Тот быстро-быстро закивал головой:
– Потомвс… потомсв… тьфу, слово-то какое… нечистое.
А потомственный дворянин снова хихикнул, взгляд его полегчал, и темень хмельных глаз заискрилась лукавством. Будучи по натуре мягким и добродушным, Шувалов все же не мог удержаться от удовольствия в очередной раз сыграть на горячности академика.
– А докажи, Михайло, докажи! – хлопнул пустой рюмкой по столу. – Покажи, чему у поморов обучился, и наливай!
Михаил Васильевич схватился ручищей своей за штоф, зазвенел об рюмки, заморгал, призадумался.

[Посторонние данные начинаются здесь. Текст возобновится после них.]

PR #64, opened 2020-05-27
Make variable static

Staars:
Otherwise this is visible to the outside and it has a dangerous short generic name. At least with PlatformIO this led to collision and a failed build.
The other driver did the same "bad" thing ;)


h2zero:
Thanks, I can certainly see this causing an issue.

PR #69, opened 2020-06-01
Add register for notify without callback

Jeroen88:
Since PR #49 it is possible to access the value set in a remote characteristic by a notification at any time _without using a callback function_ using `getValue()`. For this the possibility is added to register for a notification without a callback function, `registerForNotification(bool, bool)`.
Also in `registerForNotification()` an unneeded test is removed.

I choose for this option to not change the api. In the original design passing a nullptr to  `registerForNotification(bool, bool)` means unregister for notification. I think it would be better to change the order of the parameters and semanitics into `registerForNotification(bool notifications = true, bool response = true, notify_callback = nullptr)` with the semanitic of a nullptr being: _register_ for notification without a callback function instead of _unregister_ for notification, and add a `unregisterForNotification()` function. This will however change the API

### DIFF
--- a/src/NimBLERemoteCharacteristic.cpp
+++ b/src/NimBLERemoteCharacteristic.cpp
@@ -525,13 +525,13 @@ bool NimBLERemoteCharacteristic::setNotify(uint16_t val, bool response, notify_c
  * is performed for notifications.
  * @return true if successful.
  */
-bool NimBLERemoteCharacteristic::subscribeForNotify(bool notifications, bool response, notify_callback notifyCallback) {
+bool NimBLERemoteCharacteristic::subscribe(bool notifications, bool response, notify_callback notifyCallback) {
     if(notifications) {
         return setNotify(0x01, response, notifyCallback);
     } else {
         return setNotify(0x02, response, notifyCallback);
     }
-} // subscribeForNotify
+} // subscribe
 
 
 /**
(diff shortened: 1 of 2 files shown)


h2zero:
I really don't like how the register for notification setup currently works either, this is a good start to improving it, just needs the "unregister' part to go with it.

I think a new set of methods should be created, `subscribe(bool notifications = true, bool response = true, callback = nullptr)` and `unsubscribe()`  or something along those lines.

Jeroen88:
@h2zero I introduced `subscribeForNotify()` and `unsubscribeForNotify()` and a private helper function `setNotify()`. In `subscribeForNotify()` passing a NULL pointer as parameter now means: do subscribe for notifications (that can be read with `getValue()`) but don't call me back.

h2zero:
Looks good, I'd like to retain the original `registerForNotify()` intact and just add these on top of it. If you don't mind I can push the edits to this PR.

Jeroen88:
> If you don't mind I can push the edits to this PR

Please!

h2zero:
@Jeroen88 I pushed the changes, let me know what you think.

Jeroen88:
I have no possibilities to run the code until next Sunday, but reviewing it, it looks (very) good to me, including the nice use of the `subscribe()` and `unsubcribe()` in the deprecated function.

– Может быть, коч смастерить?
– Зачем?! За здоровье матушки-государыни-императрицы Елисаветы Петровны – будем!
Михайло не закусывал, а Иван Иванович подвинул тарелку с сёмужкой, подхватил кусочек двузубой вилкой и аккуратно в рот положил.
– Ты мне лучше вот, рыбы напромышляй! – и указал на ближайшее к себе блюдо.
– Да завтра же всех карасей из пруда Петра Ивановича выловлю! – вскинулся профессор. – А если выполню и повеселю ваше превосходительство, порадуйте и меня, исходатайствуйте разрешение на недавнюю нашу задумку, потому как она только благо России принести может!
– По́лно, по́лно, Михайло Васильевич, спор шутлив, а ставка высока…
– Так ведь и цель высока! – провозгласил Ломоносов и уронил голову на грудь.
– Хорош! – восхитился камергер, с трудом поднялся из-за стола и, шатаясь, последовал в опочивальню.
Двоюродному брату Ивана Ивановича – графу Петру Шувалову в сорок шестом году императрица Елизавета подарила Парголовскую мызу под Петербургом. С тех пор прошло семь лет, и вязкая, заболоченная земля превратилась в ухоженный парк с аккуратными песчаными дорожками, фигурной формы озерами и прудами, а в центре ее бойко вымахал каменный дворец.
В малой кухне этого дворца приподнял с дубового стола чугунную голову свою Михаил Васильевич Ломоносов. Осмотрелся, увидал кухарку, кочергой из печи золу выгребавшую, и просипел:
– Глашка, плесни с ковша.
Напился, губы отер и обрел обычную свою громогласность:
– Баня топлена? Мыться желаю!
– Вы, Михайло Василич, как мужиком народились, так мужиком и преставитесь, – обиженно вымолвила кухарка.
– Не серчай, не гневайся, изящная, утонченная моя Глафира, – хрипло засмеялся Ломоносов и попытался ущипнуть необхватных размеров талию молодой прислужницы.
– Коли б ваша была, так и хватались бы, – ловко изворотилась кухарка, невольно зардевшись, как спелое яблочко. – Неужто баре так говорят? Оне всё «прошу» да «благодарю» выражаться изволят, а вы… душа темная!
– Душа темная, да ум светлый! Баре твои так изволят выражаться, – не без гордости сообщил ученый и вдруг, словно вспомнив о чем, встрепенулся. – Глашка, наготовь-ка мне хлеба, каши, червей.
– Червей-то почто?
А Ломоносов уже выходил из кухни, бормоча:
– Червей я сам накопаю, и опарыша нужно…
Раным-ранешенько, пока свежий утренний воздух не успел еще смешаться с теплом скупого августовского солнца, Михаил Васильевич сошел с крыльца Шуваловского дворца с удочками наперевес. Он направился прямиком в парк, к одному из прудов, который, как указали крепостные, был чисто карасевым. Ломоносов шагал размашисто, торопливо, чувствуя острое желание выиграть спор. И все же, подойдя к водоему и сбросив с плеча котомку с приманками, он чуть постоял, помешкал, потом вымолвил невольно: «Господи, благослови!» – и только тогда приступил к делу.